ACTIVITY: The expected answer is the set of lines in the data below between the line holding "PR #287, opened 2021-09-16" and the line holding "# [HPC-7918](https://humanitarian.atlassian.net/browse/HPC-7918)", inclusive, written out exactly.
═══ DATA FOR THIS TASK ═══
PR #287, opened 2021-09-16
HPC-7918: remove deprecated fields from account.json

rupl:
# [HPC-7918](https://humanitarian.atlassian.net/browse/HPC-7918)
═══
═══ DATA FOR THIS TASK ═══
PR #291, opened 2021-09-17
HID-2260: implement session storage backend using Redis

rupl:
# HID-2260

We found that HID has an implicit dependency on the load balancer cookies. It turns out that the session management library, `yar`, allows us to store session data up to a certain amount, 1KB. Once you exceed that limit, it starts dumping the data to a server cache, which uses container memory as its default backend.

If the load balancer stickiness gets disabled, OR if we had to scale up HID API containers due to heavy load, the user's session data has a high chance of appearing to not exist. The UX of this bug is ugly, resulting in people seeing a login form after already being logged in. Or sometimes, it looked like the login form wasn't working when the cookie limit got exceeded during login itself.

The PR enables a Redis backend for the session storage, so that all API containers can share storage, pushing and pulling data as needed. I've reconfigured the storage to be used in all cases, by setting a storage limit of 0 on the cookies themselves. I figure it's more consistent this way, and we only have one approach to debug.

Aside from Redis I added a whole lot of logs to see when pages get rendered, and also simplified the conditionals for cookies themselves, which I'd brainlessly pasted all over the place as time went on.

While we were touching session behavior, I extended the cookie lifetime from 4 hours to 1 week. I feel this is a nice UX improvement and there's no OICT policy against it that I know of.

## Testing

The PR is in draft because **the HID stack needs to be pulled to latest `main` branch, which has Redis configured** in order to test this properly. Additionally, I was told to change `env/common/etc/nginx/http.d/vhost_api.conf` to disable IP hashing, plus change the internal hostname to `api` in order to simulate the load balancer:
═══
WRITTEN REPLY:
PR #287, opened 2021-09-16
HPC-7918: remove deprecated fields from account.json

rupl:
# [HPC-7918](https://humanitarian.atlassian.net/browse/HPC-7918)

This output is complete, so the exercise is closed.